INSTRUCTIONS FOR THE TASK: Your answer should be the complete set of entries, transcribed exactly.

[[ DATA SHOWN, beginning ]]

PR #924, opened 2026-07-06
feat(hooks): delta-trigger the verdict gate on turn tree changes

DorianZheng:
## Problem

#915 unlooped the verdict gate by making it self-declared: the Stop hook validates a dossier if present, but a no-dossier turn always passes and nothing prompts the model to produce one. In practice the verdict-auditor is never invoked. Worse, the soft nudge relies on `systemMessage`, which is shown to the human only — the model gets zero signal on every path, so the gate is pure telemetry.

[[ DATA SHOWN, end ]]

EXERCISE ANSWER:
PR #924, opened 2026-07-06
feat(hooks): delta-trigger the verdict gate on turn tree changes

DorianZheng:
## Problem

#915 unlooped the verdict gate by making it self-declared: the Stop hook validates a dossier if present, but a no-dossier turn always passes and nothing prompts the model to produce one. In practice the verdict-auditor is never invoked. Worse, the soft nudge relies on `systemMessage`, which is shown to the human only — the model gets zero signal on every path, so the gate is pure telemetry.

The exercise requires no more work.